Выбрать главу

Фактически ведь дело обстояло таким образом, что высший церковный иерарх, руководствуясь финансовыми интересами, назначил епископом сразу трех епархий светского молодого человека, который, в свою очередь, призвал на службу невежественного проповедника с весьма сомнительным прошлым. В итоге они оба — архиепископ и проповедник — занялись обманом простого народа, искажая христианское учение и нагло играя на самых святых чувствах людей с единственной целью — выманить у них из кармана как можно больше денег.

На протяжении всего рокового 1517 года, еще до вывешивания своих знаменитых тезисов, Мартин Лютер в своих проповедях предпринимал множество попыток разъяснить пастве те богословские положения, которые могли быть ими истолкованы неверно со слов других проповедников. «Индульгенцию, — обращался он к ним, — следует принимать с должным уважением, ибо она — плод деяний Христа и святых. Однако в руках корыстолюбца она служит не Богу, а маммоне. Папские посланцы больше думают о деньгах, чем о душе. Простой человек полагает, что, покупая индульгенцию, он обеспечивает себе спасение, а они позволяют ему пребывать в этой опаснейшей уверенности... Если бы они хотя бы раздавали индульгенции только тем, кто искренне раскаялся в своих грехах!» Немного позже он развил эту тему: «Широкая торговля индульгенциями способствует распространению праведности рабов. Из-за них простой народ приучается опасаться не самого греха, а наказания за грех. Если бы не этот страх наказания, никто и руки не протянул бы за индульгенцией, даже если б их раздавали задаром».

Эта же мысль о недопустимом легкомыслии по отношению к собственным грехам и нежелании принять искупительное страдание — самом опасном следствии церковной торговли индульгенциями — нашла свое выражение в тезисах: «Истинное раскаяние стремится к страданию, любит страдание. Терпимость к греху, распространяемая через индульгенции, освобождает человека от необходимости страдания и тем самым вынуждает его ненавидеть страдание». Здесь Лютер смешивает две разные вещи. С одной стороны, он говорит о нежелании нераскаявшегося грешника страдать, с другой — о готовности раскаявшегося согласиться с «отменой» наказания за совершенный грех. Ему категорически не нравятся люди, которые гоняются за индульгенциями в надежде избежать кары за грехи, но в то же время он предостерегает против индульгенций и тех, кто искренне сокрушается в совершении греха. Но ведь очевидно, что психологически те и другие настроены абсолютно по-разному: если вторые, раскаявшись, заслуживают право на божественное милосердие и принимают индульгенцию не как подачку, но как Божий дар, то первые, чуждые всякого раскаяния, вообще не способны ни понять смысла страдания, ни решиться в дальнейшем избегать греха. Именно поэтому Церковь в обмен на индульгенцию требует от грешника искреннего и глубокого покаяния.

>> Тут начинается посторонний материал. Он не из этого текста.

PR #631, opened 2026-07-16
feat(subscribers): audience wizard shell + read endpoints (NPPD-1753)

adekbadek:
### All Submissions:

Part of NPPD-1753 (Subscribers management surface). **PR 3 of the series** – the first user-visible slice. Adds the Audience → Subscribers wizard shell, its read-only REST endpoints, and both level-0 list screens.

Depends on #608 (group-subscription backend), which has merged; this branch is rebased onto `main` so the diff is just this slice. Later slices – the in-wizard group detail and person profile, the plans endpoint, and the tags/newsletters columns – follow in their own PRs, so NPPD-1753 stays open after this merges.

**Backend (`class-subscribers-wizard.php`)**
- Registers the `newspack-subscribers` wizard under the Audience menu, riding the existing Access Control feature flag (no new flag).
- Three read endpoints under `newspack/v1/wizard/newspack-subscribers/`: `subscribers` (server-side paginated / filtered / sorted), `groups` (full set), `avatars` (batched email→avatar lookup). All gated by `manage_options`.
- Subscription status / plan filters resolve to customer IDs HPOS-safely and invert into a capped `WP_User_Query` include. The `cancelled` status filter matches only fully-churned readers – a reader who still holds a live plan is excluded.
- Per-row group memberships are built once per request from the site's groups (no N+1).

**Frontend (`src/wizards/subscribers/`)**
- A ~1:1 port of the signed-off prototype's presentation layer; only the `data/` hooks are new, wired to the endpoints above.
- **Subscribers** list: controlled server-side DataViews – pagination / sort / status filter round-trip to the endpoint.
- **Groups** list: loads the full (small) set and filters / sorts / paginates client-side.
- Interim click-through to the native admin edit screens (via server-provided `editUrl`s) until the in-wizard detail views land in a later slice. Both tabs follow the same rule: a person's name (and the row around it) opens that person's user-edit screen, while a plan name opens that subscription.

1. On a site with WooCommerce Subscriptions and the Access Control feature enabled, build the plugin: `n build newspack-plugin`.
2. Seed several subscribers and at least one group/team subscription (owner + managers + members).
3. Go to **Audience → Subscribers**. Confirm the Subscribers list paginates, sorts, searches, and filters by status/plan **server-side** (network tab hits `.../wizard/newspack-subscribers/subscribers` with the matching params).
4. Tick **Cancelled** in the status filter – only fully-churned readers should appear (a reader holding a live plan alongside a cancelled one must *not* show).
5. Open the **Groups** tab; confirm owner-inclusive member counts and seat limits render, and the status/plan filters work. A group awaiting its first payment (WCS status `pending`) stays visible in the default view and carries a **Pending** badge.
6. Check the click targets in both tabs: clicking a row (or the subscriber / group-owner name in it) opens that person's user-edit screen, while clicking a plan name – in the Subscribers tab's Subscription column, or under the owner in the Groups tab – opens that subscription's edit screen.
7. Run the tests: from `plugins/newspack-plugin`, `n test-php` (subscribers endpoint + groups endpoint suites) and `n test-js` (the `use-subscribers` / `use-groups` hook tests).

### Other information:

### DIFF
--- a/plugins/newspack-plugin/includes/wizards/class-subscribers-wizard.php
+++ b/plugins/newspack-plugin/includes/wizards/class-subscribers-wizard.php
@@ -49,6 +49,21 @@ class Subscribers_Wizard extends Wizard {
 	const FILTER_INCLUDE_CAP = 10000;
 
 	/**
+	 * Upper bound on the number of avatars one /avatars request resolves. A single
+	 * list page needs at most `per_page` (≤100); the client batches larger sets.
+	 */
+	const AVATAR_BATCH_CAP = 200;
+
+	/**
+	 * How many subscriptions the filter scan hydrates at a time. The scan itself
+	 * is bounded by FILTER_INCLUDE_CAP, but WooCommerce returns fully hydrated
+	 * WC_Subscription objects and only their customer ID is needed here — walking
+	 * the set a page at a time keeps peak memory at one chunk rather than the
+	 * whole cap. See customer_ids_for_raw_statuses().
+	 */
+	const FILTER_SCAN_CHUNK = 500;
+
+	/**
 	 * Per-request memo of the site's group subscriptions (each with its resolved
 	 * settings). A single request can resolve these several times — once per active
 	 * filter set plus the group list itself — and each resolution hydrates every
@@ -66,6 +81,14 @@ class Subscribers_Wizard extends Wizard {
 	 * @var array<int,array<int,array>>|null
 	 */
 	private $group_membership_index = null;
+
+	/**
+	 * Per-request memo of customer IDs keyed by the sorted status set they were
+	 * resolved for. See customer_ids_for_raw_statuses().
+	 *
+	 * @var array<string,int[]>
+	 */
+	private $raw_status_ids_cache = [];
 
 	/**
 	 * Constructor.
@@ -133,9 +156,14 @@ class Subscribers_Wizard extends Wizard {
 				'permission_callback' => [ $this, 'api_permissions_check' ],
 				'args'                => [
 					'emails' => [
-						'type'     => 'array',
-						'required' => true,
-						'items'    => [ 'type' => 'string' ],
+						'type'              => 'array',
+						'required'          => true,
+						'items'             => [ 'type' => 'string' ],
+						// Sanitized declaratively, like the sibling `size` arg. Invalid
+						// entries are dropped rather than failing the whole request:
+						// one malformed address shouldn't blank a page of avatars.
+						'sanitize_callback' => [ __CLASS__, 'sanitize_emails_arg' ],
+						'validate_callback' => 'rest_validate_request_arg',
 					],
 					'size'   => [
 						'type'              => 'integer',
@@ -211,10 +239,27 @@ class Subscribers_Wizard extends Wizard {
 						'type'              => 'array',
 						'items'             => [ 'type' => 'string' ],
 						'sanitize_callback' => 'rest_sanitize_request_arg',
+						'validate_callback' => 'rest_validate_request_arg',
 					],
 				],
 			]
 		);
+	}
+
+	/**
+	 * Sanitize the /avatars `emails` arg: valid addresses only, deduplicated and
+	 * bounded to AVATAR_BATCH_CAP.
+	 *
+	 * Invalid entries are dropped rather than rejected so a single malformed
+	 * address can't fail the whole batch.
+	 *
+	 * @param mixed $emails The raw `emails` request arg.
+	 *
+	 * @return string[] Sanitized, unique, capped email addresses.
+	 */
+	public static function sanitize_emails_arg( $emails ) {
+		$sanitized = array_filter( array_map( 'sanitize_email', (array) $emails ) );
+		return array_values( array_slice( array_unique( $sanitized ), 0, self::AVATAR_BATCH_CAP ) );
 	}
 
 	/**
@@ -257,6 +302,7 @@ class Subscribers_Wizard extends Wizard {
 	public function api_get_groups() {
 		$this->group_subscriptions_cache = null;
 		$this->group_membership_index    = null;
+		$this->raw_status_ids_cache      = [];
 		$items                           = [];
 		foreach ( $this->get_group_subscriptions() as $group ) {
 			$items[] = $this->prepare_group( $group['subscription'], $group['settings'] );
@@ -363,9 +409,10 @@ class Subscribers_Wizard extends Wizard {
 	public function api_get_subscribers( $request ) {
 		$this->group_subscriptions_cache = null;
 		$this->group_membership_index    = null;
+		$this->raw_status_ids_cache      = [];
 		$per_page                        = (int) $request->get_param( 'per_page' );
-		$page     = (int) $request->get_param( 'page' );
-		$search   = trim( (string) $request->get_param( 'search' ) );
+		$page                            = (int) $request->get_param( 'page' );
+		$search                          = trim( (string) $request->get_param( 'search' ) );
 
 		$query_args = [
 			'role__in'    => Reader_Activation::get_reader_roles(),
@@ -418,6 +465,19 @@ class Subscribers_Wizard extends Wizard {
 
 	/**
 	 * Shape a reader user for the admin subscriber list.
+	 *
+	 * Cost note: group memberships are indexed once per request
+	 * (get_group_membership_index), but two lookups here are inherently per-row —
+	 * wcs_get_users_subscriptions() and last_payment_date()'s wc_get_orders() —
+	 * so a page costs ~2 × `per_page` (≤100) WooCommerce queries. Both are
+	 * "newest/owned rows for one customer" lookups that WooCommerce can't answer
+	 * per-customer in a single batched query: batching last_payment_date() over
+	 * the page's customer IDs would need either an unbounded `limit => -1` (worse
+	 * peak memory than the bounded per-row queries) or a truncated scan that
+	 * silently blanks the last payment of a reader whose most recent order falls
+	 * outside it. The bounded per-row shape is the correct trade-off here, and
+	 * matches the existing convention elsewhere in the plugin
+	 * (Sync\Contact_Metadata\Engagement::get_latest_order).
 	 *
 	 * @param \WP_User $user The reader user.
 	 *
@@ -567,6 +627,22 @@ class Subscribers_Wizard extends Wizard {
 	 * dropped whenever any live status remains. Empty when they have no
 	 * subscription at all (a free reader shows no status badge).
 	 *
+	 * SOURCE OF TRUTH for the status-reduction rule. The rule is:
+	 *
+	 *   Rank statuses active → pending → on-hold → cancelled, and drop
+	 *   `cancelled` entirely whenever the reader still holds any live
+	 *   (non-cancelled) subscription; a reader with no subscription at all has
+	 *   no status.
+	 *
+	 * It is re-encoded in three other places, each of which points back here and
+	 * must be changed in step or the endpoint's filter will contradict the badge
+	 * it filters on:
+	 *   - customer_ids_for_statuses() below — the endpoint's `status` filter.
+	 *   - displayStatuses() in src/wizards/subscribers/status.js — the row's
+	 *     status badges.
+	 *   - visiblePlanEntries in src/wizards/subscribers/screens/SubscriberList.jsx
+	 *     — the Subscription column.
+	 *
 	 * @param array $subscriptions Individual subscription entries.
 	 * @param array $groups        Group membership entries.
 	 *
@@ -667,8 +743,9 @@ class Subscribers_Wizard extends Wizard {
 
 	/**
 	 * Customer IDs whose displayed status matches any of the given prototype
-	 * statuses, mirroring the list's badge reduction (see reduced_status /
-	 * displayStatuses): a live status always qualifies, but `cancelled` matches
+	 * statuses, mirroring the list's badge reduction (reduced_status() above is
+	 * the documented source of truth for that rule): a live status always
+	 * qualifies, but `cancelled` matches
 	 * only fully-churned readers — anyone who also holds a live (active/pending/
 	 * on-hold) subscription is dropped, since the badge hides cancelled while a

Любопытно проследить, как расходятся в этот период времени умозрительные представления Лютера и его же душевный опыт. В его тезисах, как и вообще во всей истории противостояния Тецелю, доминирует следующая мысль: человек, надеющийся достичь душевного покоя — не важно, с помощью индульгенции или без нее, — пребывает во власти иллюзии, поскольку забывает о своей греховности и крови, пролитой за него Христом. Лучше уж постоянно поддерживать в себе чувство страха, чем успокоиться, приняв как должное божественное милосердие. Этот вывод, противоречивший всему, что Лютер старался в это время делать, означал его внутреннюю убежденность в превосходстве конкретных человеческих деяний над Божьей благодатью. В проповеди ко Дню Всех Святых он, называя самой большой опасностью для души проповедь индульгенции, не говорил, что речь идет о нежелании нераскаявшегося грешника принять страдание, но о желании избежать наказания как такового. Этому же посвящены и два первых тезиса: «Следует наставлять христианина учиться следовать за учителем нашим Христом, преодолевая страдания, смерть и адские муки; лучше ценой страдания взойти в Царство Небесное, чем пребывать в блаженном состоянии ложного умиротворения». Он, разумеется, совершенно прав, когда говорит о ложном умиротворении. Вот только сам он не сомневается, что это ложное чувство покоя исходит из уверенности в том, что Бог простит грешника. Как сам он настаивает в преды-дущих строках, «никто не может быть уверен в том, что раскаяние его истинно».